Given data
▼

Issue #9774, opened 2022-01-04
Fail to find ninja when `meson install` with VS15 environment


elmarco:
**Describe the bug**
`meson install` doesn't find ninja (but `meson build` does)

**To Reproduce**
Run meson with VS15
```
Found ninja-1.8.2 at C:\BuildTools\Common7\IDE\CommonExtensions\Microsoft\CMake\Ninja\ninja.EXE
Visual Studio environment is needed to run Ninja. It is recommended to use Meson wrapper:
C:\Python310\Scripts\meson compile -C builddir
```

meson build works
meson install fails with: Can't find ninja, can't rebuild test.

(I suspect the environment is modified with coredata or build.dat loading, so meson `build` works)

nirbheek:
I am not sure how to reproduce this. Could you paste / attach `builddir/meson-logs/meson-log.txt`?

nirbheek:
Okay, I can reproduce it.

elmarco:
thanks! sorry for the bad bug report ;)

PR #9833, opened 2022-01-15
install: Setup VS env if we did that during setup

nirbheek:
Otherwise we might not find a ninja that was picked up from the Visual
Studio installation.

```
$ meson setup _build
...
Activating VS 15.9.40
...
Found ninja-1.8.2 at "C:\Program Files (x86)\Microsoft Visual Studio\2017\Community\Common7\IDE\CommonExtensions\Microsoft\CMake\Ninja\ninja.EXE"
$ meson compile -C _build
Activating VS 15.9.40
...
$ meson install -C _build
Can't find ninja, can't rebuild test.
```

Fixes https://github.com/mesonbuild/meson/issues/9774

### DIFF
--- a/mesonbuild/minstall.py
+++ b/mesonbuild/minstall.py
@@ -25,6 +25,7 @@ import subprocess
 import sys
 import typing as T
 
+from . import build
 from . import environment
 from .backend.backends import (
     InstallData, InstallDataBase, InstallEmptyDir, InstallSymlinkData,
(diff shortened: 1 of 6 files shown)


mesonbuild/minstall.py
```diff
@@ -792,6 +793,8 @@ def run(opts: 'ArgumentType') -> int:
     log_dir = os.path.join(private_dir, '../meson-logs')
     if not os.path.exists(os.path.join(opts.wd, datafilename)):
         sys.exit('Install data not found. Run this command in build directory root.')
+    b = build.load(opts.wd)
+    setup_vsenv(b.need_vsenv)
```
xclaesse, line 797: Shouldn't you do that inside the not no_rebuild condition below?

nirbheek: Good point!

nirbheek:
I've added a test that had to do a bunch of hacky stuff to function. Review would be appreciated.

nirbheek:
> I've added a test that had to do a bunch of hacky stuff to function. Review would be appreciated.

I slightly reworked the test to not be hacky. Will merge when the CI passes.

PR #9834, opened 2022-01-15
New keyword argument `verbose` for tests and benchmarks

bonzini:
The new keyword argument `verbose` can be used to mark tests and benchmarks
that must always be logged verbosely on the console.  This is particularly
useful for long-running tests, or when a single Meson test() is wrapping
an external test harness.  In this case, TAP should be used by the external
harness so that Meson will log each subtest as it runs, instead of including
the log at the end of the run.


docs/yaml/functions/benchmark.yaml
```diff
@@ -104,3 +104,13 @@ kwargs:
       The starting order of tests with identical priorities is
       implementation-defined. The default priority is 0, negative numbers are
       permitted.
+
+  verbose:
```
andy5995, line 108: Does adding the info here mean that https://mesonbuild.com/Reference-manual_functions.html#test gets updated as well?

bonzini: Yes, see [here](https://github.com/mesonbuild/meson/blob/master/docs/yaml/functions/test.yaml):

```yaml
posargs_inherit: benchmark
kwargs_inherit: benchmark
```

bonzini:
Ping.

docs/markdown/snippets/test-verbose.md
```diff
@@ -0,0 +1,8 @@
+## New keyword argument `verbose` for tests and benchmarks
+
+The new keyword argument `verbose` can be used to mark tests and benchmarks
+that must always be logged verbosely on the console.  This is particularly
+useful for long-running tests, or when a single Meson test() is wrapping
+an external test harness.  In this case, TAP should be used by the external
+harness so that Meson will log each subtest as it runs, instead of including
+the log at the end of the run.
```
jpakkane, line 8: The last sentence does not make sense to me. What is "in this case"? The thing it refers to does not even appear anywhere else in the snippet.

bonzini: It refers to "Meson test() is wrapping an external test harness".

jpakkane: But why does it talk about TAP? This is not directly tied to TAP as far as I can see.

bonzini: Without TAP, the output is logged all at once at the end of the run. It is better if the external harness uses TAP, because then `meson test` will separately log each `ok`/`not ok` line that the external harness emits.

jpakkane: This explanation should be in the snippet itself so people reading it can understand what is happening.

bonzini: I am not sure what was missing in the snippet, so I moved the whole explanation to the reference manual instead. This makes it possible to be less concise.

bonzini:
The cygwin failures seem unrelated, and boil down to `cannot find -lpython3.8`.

▲

Aim of the exercise
Gather each line of the records holding the string "long".

Exercise result
useful for long-running tests, or when a single Meson test() is wrapping
+useful for long-running tests, or when a single Meson test() is wrapping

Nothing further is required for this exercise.